Avant que les films ne commencent, il y a un autre théâtre, silencieux, que tout le monde regarde sans toujours le comprendre. Sur le tapis rouge de Cannes, les gestes comptent autant que les mots, et les silences en disent parfois plus que les discours.
Il y a les robes, bien sûr. Les flashes, les sourires figés, les poses parfaitement mesurées. Mais ce n’est pas tout. Sur le tapis rouge du Festival de Cannes, les micros sont souvent coupés, pourtant les corps parlent. À leur façon. Ce qui s’y joue, c’est un langage discret, fait de regards, de mouvements à peine esquissés. Ce sont ces petites scènes sans paroles qui composent le vrai récit d’une montée des marches.
Chaque apparition sur la Croisette oscille entre spontanéité maîtrisée et stratégie bien rodée. Quand Kristen Stewart enlève ses talons sur les marches, comme elle l’a fait en 2018, ce n’est pas un simple geste de confort, c’est une prise de position. Une manière de dire que le glamour n’interdit pas la liberté. Quand un regard passe entre deux membres du jury, cette année entre Jeremy Strong et Leïla Slimani, il peut suggérer une connivence... ou un désaccord en devenir. Tout se joue dans le détail.
Les montées des marches se ressemblent, mais jamais tout à fait. Chaque geste peut être interprété: une main qui frôle un bras, un regard qui se détourne, un salut esquivé. De minuscules incidents, souvent invisibles en direct, mais observés de près ensuite. Pas besoin de spectacle, le récit est déjà là.
Le réalisateur congolais et membre du jury de la 78e édition du Festival de Cannes, Dieudo Hamadi, salue en montant sur scène lors de la cérémonie d’ouverture.©Antonin THUILLIER / AFP
Scènes sans paroles
Le regard attentif capte ce que les caméras ignorent. Une actrice qui ajuste sa robe, non par coquetterie, mais pour se protéger d’un malaise. Une réalisatrice qui lève les yeux au ciel, comme pour reprendre son souffle sous les flashes. Un acteur qui sourit sans joie, les yeux en quête d’un appui. Ces gestes, discrets, dessinent un langage émotionnel que le protocole tente de masquer.
Juliette Binoche, présidente du jury, descend les marches les yeux légèrement baissés, la main sur la hanche. Rien de figé, juste une manière de dire: «Je suis là, mais je garde mes distances». Elle avance avec une lenteur qui impose une autre manière de regarder.
D’autres assument pleinement la mise en scène. Eva Green s’arrête, se retourne, échange quelques mots avec un réalisateur, mais c’est aux photographes qu’elle s’adresse. Elle maîtrise le moment. Ce n’est pas de la vanité, c’est une performance.
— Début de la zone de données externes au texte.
PR #261, opened 2020-04-19
Disable antialiasing when requested by the output

### LINKED ISSUE #258: WL_OUTPUT_SUBPIXEL_NONE should disable subpixel
See [sway/#5228](https://github.com/swaywm/sway/issues/5228#issuecomment-615838382): Mako currently treats the `WL_OUTPUT_SUBPIXEL_NONE` setting with the default subpixel orientation. As such, there is no way to disable subpixel on Mako (i.e. set it to grayscale).

[Link](https://github.com/emersion/mako/blob/175b8d8ab752bcc29da39ff89eca0b274af66628/render.c#L59) to relevant code (thanks to progandy).

I personally strongly dislike the colored fringes created by all types of subpixel rendering and would really appreciate a way to switch it to grayscale/gradient antialiasing. Note that I have also set grayscale in fontconfig, which Mako doesn't respect:

```
$ file /etc/fonts/conf.d/10-no-sub-pixel.conf
/etc/fonts/conf.d/10-no-sub-pixel.conf: symbolic link to ../conf.avail/10-no-sub-pixel.conf
```

vilhalmer:
~Not tested yet, but this seems like the correct way to disable subpixel in cairo.~

Fixes #258.

### DIFF
--- a/render.c
+++ b/render.c
@@ -80,9 +80,13 @@ static void set_font_options(cairo_t *cairo, struct mako_state *state) {
 	}
 
 	cairo_font_options_t *fo = cairo_font_options_create();
-	cairo_font_options_set_antialias(fo, CAIRO_ANTIALIAS_SUBPIXEL);
-	cairo_font_options_set_subpixel_order(fo,
-		get_cairo_subpixel_order(state->surface_output->subpixel));
+	if (state->surface_output->subpixel == WL_OUTPUT_SUBPIXEL_NONE) {
+		cairo_font_options_set_antialias(fo, CAIRO_ANTIALIAS_GRAY);
+	} else {
+		cairo_font_options_set_antialias(fo, CAIRO_ANTIALIAS_SUBPIXEL);
+		cairo_font_options_set_subpixel_order(fo,
+				get_cairo_subpixel_order(state->surface_output->subpixel));
+	}
 	cairo_set_font_options(cairo, fo);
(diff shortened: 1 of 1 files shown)


vilhalmer:
I figured out how to test it. :)

render.c
```diff
@@ -80,9 +80,13 @@ static void set_font_options(cairo_t *cairo, struct mako_state *state) {
 	}
 
 	cairo_font_options_t *fo = cairo_font_options_create();
-	cairo_font_options_set_antialias(fo, CAIRO_ANTIALIAS_SUBPIXEL);
-	cairo_font_options_set_subpixel_order(fo,
-		get_cairo_subpixel_order(state->surface_output->subpixel));
+	if (state->surface_output->subpixel == WL_OUTPUT_SUBPIXEL_NONE) {
+		cairo_font_options_set_antialias(fo, CAIRO_ANTIALIAS_NONE);
```
emersion, line 84: This disables anti-aliasing. We shouldn't do this.

emersion:
`WL_OUTPUT_SUBPIXEL_NONE` doesn't mean "disable anti-aliasing.

vilhalmer:
Ah, I misunderstood.

vilhalmer:
Updated to use grayscale instead of disabling antialiasing entirely.

vilhalmer:
Ah, should change the commit message…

Et parfois, le réel s’invite. Imaginons qu’un chien traverse le tapis rouge pendant la projection de The Chronology of Water. Les vigiles hésitent, le public sourit, l’ambiance se détend. Ce genre d’accident léger suffit à briser la rigidité du décor.
Les membres du jury ne sont pas en reste. Carlos Reygadas, toujours un peu en retrait, semble préférer monter les marches à son rythme. Il observe plus qu’il ne joue. Jeremy Strong avance avec sérieux, presque raide, comme s’il portait déjà le costume du juré concentré. Ce qu’il ne dit pas semble parfois plus important que ce qu’il montre.
Le tapis rouge est un lieu où tout le monde est vu, mais peu sont vraiment regardés. Alors les gestes deviennent des soupapes. Une main dans une poche, un haussement d’épaules, un pas ralenti: autant de signes pour rester soi-même, dans une machine parfaitement réglée.
Chaque soir, les attitudes changent. Les corps deviennent des messages. Des femmes en chaussures plates, des hommes en costumes colorés. Certains respectent les codes, d’autres les bousculent, jusqu’à frôler l’excès. Mais toujours avec l’envie de dire quelque chose.
Ces micro-scènes du tapis rouge ne sont pas anodines. Elles révèlent un équilibre fragile entre l’image imposée et l’affirmation de soi. Entre l’obligation d’être là, parce que c’est Cannes, et le désir de ne pas s’y perdre. Chaque geste tente de dire: «Je suis davantage que ce qu’on attend de moi.
Parfois, le cinéma commence avant le film. Dans ce silence des marches. Dans ce théâtre visuel que les photographes saisissent sans toujours le comprendre. Dans une veste ajustée, un regard détourné. C’est un langage. Et à Cannes, ce langage est partout, pour qui veut bien le lire.
Sur le tapis rouge, l’essentiel ne se dit pas. Il se joue. Comme une autre manière de faire du cinéma.